:: Input data

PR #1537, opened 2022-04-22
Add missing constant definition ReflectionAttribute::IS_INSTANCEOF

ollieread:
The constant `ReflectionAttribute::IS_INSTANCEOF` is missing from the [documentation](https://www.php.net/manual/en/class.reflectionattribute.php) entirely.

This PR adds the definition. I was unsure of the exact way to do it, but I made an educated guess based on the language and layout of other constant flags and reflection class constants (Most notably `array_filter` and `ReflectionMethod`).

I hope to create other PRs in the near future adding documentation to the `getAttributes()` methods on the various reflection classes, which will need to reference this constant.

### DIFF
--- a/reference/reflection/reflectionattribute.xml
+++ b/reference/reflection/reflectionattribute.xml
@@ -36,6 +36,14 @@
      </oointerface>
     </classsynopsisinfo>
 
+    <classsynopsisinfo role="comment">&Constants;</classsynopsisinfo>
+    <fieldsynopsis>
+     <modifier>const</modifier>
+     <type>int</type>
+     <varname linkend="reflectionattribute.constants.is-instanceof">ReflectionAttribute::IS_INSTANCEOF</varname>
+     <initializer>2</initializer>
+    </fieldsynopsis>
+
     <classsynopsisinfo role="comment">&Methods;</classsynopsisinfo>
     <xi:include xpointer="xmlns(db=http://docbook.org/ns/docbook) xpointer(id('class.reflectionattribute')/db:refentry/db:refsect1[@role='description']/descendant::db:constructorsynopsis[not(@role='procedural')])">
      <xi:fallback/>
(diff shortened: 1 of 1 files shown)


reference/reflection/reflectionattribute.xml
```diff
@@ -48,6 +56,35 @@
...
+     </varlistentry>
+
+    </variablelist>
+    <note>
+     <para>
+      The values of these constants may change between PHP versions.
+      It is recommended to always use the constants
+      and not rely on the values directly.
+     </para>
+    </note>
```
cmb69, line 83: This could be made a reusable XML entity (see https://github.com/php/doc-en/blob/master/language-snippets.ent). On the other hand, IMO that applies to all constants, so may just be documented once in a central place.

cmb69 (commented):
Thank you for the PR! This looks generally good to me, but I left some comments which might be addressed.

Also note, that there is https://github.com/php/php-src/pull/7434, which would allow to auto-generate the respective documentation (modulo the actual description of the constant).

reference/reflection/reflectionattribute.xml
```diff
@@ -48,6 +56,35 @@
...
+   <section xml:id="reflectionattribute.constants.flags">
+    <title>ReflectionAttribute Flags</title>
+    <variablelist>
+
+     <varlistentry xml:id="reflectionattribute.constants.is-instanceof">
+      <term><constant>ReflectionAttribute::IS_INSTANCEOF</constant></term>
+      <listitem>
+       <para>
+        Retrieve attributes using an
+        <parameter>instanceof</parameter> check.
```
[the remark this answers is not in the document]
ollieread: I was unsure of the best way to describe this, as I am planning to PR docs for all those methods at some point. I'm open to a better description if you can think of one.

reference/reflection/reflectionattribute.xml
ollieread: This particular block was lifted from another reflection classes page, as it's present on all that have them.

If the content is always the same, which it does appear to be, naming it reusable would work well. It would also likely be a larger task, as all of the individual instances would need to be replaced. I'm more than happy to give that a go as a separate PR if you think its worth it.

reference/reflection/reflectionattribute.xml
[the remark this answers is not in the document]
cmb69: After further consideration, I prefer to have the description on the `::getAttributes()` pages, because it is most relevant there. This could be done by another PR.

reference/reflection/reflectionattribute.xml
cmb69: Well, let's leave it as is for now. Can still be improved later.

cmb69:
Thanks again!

::::
:: Input data

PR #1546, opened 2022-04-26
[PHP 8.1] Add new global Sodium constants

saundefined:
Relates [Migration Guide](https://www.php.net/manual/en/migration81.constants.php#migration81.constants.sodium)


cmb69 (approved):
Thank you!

::::

→ **Assignment**: Repeat exactly the lines above from the one with "PR #1537, opened 2022-04-22" up to and including the one with "is missing from". No other line belongs in the reply.

→ **Exercise response**:
PR #1537, opened 2022-04-22
Add missing constant definition ReflectionAttribute::IS_INSTANCEOF

ollieread:
The constant `ReflectionAttribute::IS_INSTANCEOF` is missing from the [documentation](https://www.php.net/manual/en/class.reflectionattribute.php) entirely.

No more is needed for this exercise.